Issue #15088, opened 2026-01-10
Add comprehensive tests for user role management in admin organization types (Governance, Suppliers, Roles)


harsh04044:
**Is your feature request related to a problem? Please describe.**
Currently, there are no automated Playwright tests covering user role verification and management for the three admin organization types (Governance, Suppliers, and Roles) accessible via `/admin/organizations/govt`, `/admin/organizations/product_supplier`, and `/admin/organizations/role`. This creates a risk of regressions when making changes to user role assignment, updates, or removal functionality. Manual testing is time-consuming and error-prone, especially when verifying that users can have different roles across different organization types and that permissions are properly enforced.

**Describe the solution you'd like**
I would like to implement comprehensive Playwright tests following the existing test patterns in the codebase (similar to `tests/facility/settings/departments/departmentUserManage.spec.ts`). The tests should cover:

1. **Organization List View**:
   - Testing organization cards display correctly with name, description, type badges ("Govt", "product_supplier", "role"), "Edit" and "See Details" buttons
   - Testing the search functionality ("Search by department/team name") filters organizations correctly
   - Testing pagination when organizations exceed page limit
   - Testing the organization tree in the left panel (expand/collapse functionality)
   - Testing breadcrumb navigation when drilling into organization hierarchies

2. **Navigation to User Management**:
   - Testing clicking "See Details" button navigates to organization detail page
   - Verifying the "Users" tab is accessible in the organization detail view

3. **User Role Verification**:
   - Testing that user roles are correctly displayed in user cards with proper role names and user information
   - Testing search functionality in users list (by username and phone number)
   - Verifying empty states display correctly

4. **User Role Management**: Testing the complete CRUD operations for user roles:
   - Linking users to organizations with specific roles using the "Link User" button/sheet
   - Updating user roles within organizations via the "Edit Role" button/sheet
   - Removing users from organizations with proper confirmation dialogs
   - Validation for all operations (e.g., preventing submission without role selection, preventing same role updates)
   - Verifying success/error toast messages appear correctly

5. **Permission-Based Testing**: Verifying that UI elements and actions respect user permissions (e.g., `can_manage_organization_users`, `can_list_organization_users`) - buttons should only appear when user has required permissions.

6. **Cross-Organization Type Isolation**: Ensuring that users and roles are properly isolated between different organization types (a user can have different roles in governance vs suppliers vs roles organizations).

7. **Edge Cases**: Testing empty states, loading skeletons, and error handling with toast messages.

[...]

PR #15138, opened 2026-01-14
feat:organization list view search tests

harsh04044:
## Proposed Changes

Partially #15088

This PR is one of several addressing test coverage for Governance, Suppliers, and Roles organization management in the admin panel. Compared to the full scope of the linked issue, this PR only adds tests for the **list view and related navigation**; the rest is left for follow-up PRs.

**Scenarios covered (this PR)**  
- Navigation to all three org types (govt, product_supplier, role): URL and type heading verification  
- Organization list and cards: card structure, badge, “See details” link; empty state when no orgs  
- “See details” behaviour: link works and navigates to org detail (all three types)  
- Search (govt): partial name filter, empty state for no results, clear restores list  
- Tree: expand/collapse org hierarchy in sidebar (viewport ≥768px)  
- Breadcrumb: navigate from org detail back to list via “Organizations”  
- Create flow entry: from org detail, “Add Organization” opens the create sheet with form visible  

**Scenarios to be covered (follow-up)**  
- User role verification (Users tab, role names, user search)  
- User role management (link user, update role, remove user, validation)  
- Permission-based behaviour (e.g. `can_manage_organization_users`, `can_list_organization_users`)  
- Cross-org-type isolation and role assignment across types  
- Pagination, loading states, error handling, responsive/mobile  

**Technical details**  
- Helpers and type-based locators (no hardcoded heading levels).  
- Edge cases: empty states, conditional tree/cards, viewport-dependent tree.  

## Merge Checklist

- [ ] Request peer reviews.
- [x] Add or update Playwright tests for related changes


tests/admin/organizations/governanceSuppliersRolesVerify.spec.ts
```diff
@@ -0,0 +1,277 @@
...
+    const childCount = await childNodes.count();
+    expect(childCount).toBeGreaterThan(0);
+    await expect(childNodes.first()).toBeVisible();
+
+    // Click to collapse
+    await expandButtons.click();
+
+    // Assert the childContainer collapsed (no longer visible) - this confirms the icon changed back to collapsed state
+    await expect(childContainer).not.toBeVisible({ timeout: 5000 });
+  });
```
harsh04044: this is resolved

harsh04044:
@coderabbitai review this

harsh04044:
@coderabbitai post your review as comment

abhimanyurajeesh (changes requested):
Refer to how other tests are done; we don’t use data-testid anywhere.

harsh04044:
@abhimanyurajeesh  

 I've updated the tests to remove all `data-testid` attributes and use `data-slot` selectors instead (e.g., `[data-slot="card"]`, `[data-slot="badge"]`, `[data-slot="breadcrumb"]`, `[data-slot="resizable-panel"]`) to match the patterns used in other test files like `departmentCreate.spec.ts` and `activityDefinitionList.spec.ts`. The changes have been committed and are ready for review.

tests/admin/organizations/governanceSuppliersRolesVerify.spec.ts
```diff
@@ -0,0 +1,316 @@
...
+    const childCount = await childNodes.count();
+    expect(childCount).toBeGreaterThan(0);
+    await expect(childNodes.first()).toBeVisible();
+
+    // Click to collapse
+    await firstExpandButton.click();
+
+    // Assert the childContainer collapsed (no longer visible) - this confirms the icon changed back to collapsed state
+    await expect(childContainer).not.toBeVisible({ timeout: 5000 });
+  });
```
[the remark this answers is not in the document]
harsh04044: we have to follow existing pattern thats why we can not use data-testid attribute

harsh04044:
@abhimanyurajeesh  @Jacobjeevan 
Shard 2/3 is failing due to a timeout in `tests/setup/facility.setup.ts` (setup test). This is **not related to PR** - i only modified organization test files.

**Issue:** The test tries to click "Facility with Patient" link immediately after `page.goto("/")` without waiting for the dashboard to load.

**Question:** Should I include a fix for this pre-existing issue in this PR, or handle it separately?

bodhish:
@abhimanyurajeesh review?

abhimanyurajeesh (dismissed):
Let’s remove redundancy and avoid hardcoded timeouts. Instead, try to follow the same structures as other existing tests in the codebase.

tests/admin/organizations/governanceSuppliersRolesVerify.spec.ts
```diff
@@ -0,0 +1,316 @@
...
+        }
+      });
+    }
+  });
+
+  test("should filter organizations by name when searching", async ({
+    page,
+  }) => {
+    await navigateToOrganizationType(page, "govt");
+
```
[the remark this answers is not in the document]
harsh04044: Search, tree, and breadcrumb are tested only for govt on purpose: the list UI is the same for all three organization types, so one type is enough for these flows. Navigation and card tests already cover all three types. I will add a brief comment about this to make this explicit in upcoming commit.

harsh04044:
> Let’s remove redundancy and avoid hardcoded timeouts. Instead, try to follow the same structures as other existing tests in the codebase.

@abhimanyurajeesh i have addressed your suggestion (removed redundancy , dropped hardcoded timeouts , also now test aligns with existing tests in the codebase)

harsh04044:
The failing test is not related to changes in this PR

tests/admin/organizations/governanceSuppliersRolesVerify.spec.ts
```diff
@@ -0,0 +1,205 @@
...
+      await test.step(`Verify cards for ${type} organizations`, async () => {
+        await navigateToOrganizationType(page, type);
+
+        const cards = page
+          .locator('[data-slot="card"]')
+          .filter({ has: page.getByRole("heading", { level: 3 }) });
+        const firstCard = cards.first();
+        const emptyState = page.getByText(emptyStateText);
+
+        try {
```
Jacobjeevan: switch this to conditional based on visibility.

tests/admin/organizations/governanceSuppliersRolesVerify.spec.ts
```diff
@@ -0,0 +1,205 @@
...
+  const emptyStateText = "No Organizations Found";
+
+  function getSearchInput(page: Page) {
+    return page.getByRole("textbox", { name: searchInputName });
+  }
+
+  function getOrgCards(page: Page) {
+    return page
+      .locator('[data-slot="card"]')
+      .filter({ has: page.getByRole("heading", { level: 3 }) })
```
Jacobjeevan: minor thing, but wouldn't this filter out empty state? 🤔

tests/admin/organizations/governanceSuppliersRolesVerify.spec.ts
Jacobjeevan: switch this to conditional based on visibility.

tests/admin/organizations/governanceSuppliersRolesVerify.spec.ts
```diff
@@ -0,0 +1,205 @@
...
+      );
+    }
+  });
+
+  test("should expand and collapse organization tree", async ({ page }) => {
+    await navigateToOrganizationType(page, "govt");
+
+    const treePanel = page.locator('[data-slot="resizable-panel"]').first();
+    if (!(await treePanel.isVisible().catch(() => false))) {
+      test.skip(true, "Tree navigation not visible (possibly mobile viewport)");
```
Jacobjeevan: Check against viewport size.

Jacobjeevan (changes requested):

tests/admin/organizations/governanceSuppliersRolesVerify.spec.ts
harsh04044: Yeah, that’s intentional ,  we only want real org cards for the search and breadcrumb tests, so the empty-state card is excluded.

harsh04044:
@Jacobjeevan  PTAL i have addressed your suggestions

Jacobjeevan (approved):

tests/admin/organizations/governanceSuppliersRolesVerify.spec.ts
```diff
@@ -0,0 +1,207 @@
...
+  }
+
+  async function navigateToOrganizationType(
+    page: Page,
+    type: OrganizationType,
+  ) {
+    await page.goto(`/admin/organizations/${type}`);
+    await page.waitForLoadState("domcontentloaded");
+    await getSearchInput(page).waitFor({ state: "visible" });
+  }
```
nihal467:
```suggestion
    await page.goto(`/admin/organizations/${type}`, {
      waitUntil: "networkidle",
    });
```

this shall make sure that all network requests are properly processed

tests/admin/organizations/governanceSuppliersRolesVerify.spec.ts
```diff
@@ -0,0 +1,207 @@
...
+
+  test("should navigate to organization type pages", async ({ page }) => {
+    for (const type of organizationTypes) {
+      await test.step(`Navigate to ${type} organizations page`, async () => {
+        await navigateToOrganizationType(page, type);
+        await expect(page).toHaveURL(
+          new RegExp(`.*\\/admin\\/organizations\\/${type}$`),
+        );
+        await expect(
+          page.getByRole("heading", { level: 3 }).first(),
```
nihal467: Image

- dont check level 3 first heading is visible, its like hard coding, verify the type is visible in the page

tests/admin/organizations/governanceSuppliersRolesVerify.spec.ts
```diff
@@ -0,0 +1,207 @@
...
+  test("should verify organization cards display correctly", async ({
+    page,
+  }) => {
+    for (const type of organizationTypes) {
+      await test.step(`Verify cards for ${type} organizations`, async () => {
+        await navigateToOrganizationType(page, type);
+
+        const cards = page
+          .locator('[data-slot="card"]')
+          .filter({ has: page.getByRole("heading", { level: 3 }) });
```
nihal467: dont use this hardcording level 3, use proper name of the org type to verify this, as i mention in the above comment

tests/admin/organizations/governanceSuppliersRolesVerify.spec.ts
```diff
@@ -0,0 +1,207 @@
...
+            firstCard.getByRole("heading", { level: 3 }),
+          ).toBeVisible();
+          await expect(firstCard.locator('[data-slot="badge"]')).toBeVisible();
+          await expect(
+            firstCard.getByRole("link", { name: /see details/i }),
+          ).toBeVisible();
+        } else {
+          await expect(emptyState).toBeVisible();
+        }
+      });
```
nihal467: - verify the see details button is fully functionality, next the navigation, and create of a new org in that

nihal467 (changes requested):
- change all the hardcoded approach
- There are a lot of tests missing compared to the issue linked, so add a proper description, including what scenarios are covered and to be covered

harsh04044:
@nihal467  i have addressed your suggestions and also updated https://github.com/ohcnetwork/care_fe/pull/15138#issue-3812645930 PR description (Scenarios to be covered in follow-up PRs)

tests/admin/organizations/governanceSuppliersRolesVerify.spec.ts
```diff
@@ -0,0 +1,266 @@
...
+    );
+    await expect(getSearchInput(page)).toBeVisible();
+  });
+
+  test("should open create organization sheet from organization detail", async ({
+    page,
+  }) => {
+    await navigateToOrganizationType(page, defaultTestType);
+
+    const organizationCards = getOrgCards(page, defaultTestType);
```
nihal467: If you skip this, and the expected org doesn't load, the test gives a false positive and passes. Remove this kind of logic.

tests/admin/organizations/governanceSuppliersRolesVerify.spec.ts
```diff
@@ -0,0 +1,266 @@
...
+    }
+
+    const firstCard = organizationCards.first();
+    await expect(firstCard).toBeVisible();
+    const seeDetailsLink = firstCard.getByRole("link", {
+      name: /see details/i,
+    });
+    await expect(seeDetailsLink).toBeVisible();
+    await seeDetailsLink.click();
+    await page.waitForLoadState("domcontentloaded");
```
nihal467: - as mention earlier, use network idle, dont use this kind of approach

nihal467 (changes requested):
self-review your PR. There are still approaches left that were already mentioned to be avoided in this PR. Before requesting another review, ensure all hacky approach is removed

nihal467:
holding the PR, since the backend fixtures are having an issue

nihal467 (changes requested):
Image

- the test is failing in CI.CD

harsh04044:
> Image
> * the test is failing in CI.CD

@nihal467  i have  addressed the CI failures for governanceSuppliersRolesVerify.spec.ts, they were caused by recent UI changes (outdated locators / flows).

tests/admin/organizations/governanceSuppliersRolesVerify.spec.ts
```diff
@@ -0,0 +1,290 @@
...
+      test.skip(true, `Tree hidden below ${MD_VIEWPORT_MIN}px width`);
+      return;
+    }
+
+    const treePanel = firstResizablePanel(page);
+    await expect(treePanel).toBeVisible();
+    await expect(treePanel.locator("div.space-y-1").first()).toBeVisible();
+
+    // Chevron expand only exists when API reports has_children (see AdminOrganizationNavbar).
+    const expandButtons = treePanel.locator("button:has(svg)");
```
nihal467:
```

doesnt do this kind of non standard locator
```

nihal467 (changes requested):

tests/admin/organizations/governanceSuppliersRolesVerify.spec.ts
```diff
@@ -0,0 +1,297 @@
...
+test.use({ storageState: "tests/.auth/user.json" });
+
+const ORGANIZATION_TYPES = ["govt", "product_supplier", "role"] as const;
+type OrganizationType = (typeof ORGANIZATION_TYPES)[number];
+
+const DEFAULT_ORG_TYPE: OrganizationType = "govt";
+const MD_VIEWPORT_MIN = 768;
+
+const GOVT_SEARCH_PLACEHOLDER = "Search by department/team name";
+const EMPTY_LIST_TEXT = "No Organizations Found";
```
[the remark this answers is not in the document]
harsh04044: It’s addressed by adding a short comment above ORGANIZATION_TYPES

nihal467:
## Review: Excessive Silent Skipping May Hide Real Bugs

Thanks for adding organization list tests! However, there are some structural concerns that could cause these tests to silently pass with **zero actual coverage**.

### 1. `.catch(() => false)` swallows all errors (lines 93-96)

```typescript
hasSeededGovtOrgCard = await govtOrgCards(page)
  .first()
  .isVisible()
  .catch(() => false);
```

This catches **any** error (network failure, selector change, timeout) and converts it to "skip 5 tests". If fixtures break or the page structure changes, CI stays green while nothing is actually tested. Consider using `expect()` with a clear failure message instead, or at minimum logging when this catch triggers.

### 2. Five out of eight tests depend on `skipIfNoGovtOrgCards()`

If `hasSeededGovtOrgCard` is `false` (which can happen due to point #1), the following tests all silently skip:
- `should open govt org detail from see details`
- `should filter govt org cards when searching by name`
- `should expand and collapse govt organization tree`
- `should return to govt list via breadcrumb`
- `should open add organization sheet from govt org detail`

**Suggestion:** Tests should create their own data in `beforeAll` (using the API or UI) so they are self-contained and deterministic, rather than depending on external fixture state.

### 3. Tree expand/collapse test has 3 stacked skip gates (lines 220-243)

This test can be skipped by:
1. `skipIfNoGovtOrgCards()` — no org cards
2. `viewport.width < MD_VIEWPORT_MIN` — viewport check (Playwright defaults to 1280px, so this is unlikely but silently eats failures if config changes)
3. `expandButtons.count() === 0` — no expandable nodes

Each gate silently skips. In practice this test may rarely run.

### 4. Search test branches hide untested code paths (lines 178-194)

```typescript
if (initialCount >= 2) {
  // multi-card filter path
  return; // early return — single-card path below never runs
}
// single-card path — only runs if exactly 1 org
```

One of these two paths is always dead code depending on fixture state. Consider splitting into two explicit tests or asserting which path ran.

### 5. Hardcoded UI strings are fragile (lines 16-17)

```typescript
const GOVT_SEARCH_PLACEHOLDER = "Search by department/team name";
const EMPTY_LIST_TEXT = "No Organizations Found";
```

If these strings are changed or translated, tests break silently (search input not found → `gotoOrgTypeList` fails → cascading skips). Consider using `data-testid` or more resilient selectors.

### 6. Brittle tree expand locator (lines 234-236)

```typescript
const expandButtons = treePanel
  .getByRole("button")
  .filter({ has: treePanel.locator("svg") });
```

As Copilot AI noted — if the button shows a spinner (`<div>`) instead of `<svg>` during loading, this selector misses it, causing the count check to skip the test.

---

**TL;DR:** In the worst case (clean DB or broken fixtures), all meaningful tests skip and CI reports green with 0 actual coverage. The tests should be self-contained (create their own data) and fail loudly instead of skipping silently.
=====
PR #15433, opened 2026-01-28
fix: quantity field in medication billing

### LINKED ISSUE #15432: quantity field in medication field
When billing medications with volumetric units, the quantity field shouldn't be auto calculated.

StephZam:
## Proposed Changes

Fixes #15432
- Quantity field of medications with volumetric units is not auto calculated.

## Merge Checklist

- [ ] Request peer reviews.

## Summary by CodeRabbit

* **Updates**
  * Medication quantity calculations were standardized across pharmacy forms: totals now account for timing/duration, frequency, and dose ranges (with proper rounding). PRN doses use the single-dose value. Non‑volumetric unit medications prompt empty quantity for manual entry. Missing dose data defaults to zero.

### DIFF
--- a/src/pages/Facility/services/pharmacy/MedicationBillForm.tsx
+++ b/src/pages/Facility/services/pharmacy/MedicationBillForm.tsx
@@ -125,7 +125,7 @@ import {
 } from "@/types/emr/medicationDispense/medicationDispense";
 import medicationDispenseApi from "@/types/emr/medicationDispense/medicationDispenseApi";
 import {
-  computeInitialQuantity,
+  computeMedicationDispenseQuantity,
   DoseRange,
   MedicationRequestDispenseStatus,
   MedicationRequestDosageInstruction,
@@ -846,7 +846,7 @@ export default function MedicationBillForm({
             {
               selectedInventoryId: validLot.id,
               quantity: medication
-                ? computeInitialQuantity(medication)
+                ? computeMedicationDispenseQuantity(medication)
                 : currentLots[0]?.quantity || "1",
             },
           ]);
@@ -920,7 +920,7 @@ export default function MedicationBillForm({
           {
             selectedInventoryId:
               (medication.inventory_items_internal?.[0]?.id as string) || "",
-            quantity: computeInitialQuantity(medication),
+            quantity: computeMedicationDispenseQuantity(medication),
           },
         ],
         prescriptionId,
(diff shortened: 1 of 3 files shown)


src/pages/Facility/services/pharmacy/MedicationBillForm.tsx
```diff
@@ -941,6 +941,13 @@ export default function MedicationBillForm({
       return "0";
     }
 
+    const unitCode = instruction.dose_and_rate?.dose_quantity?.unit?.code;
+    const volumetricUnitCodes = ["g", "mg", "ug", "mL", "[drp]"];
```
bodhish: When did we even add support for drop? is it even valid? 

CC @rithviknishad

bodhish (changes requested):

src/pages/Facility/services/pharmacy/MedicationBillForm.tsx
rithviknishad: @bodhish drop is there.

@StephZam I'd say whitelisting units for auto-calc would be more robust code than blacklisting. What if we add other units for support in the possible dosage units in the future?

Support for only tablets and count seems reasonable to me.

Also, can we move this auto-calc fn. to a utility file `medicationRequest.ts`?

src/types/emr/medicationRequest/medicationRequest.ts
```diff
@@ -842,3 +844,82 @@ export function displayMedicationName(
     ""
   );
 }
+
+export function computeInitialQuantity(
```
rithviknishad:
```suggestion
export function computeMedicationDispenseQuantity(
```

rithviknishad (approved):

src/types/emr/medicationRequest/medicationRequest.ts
=====
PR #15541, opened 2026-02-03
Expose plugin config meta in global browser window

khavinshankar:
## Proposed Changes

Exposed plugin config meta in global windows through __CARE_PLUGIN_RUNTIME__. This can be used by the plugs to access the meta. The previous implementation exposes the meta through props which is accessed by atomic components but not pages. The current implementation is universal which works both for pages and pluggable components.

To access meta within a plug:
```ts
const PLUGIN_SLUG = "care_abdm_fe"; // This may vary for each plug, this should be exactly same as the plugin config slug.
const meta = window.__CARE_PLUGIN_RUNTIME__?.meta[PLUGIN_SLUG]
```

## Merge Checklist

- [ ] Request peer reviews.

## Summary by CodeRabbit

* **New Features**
=====
» **Exercise directions**:
The lines you need are those containing "treePanel"; find them in the records and copy them.

» **Task answer**:
+    const treePanel = page.locator('[data-slot="resizable-panel"]').first();
+    if (!(await treePanel.isVisible().catch(() => false))) {
+    const treePanel = firstResizablePanel(page);
+    await expect(treePanel).toBeVisible();
+    await expect(treePanel.locator("div.space-y-1").first()).toBeVisible();
+    const expandButtons = treePanel.locator("button:has(svg)");
const expandButtons = treePanel
  .filter({ has: treePanel.locator("svg") });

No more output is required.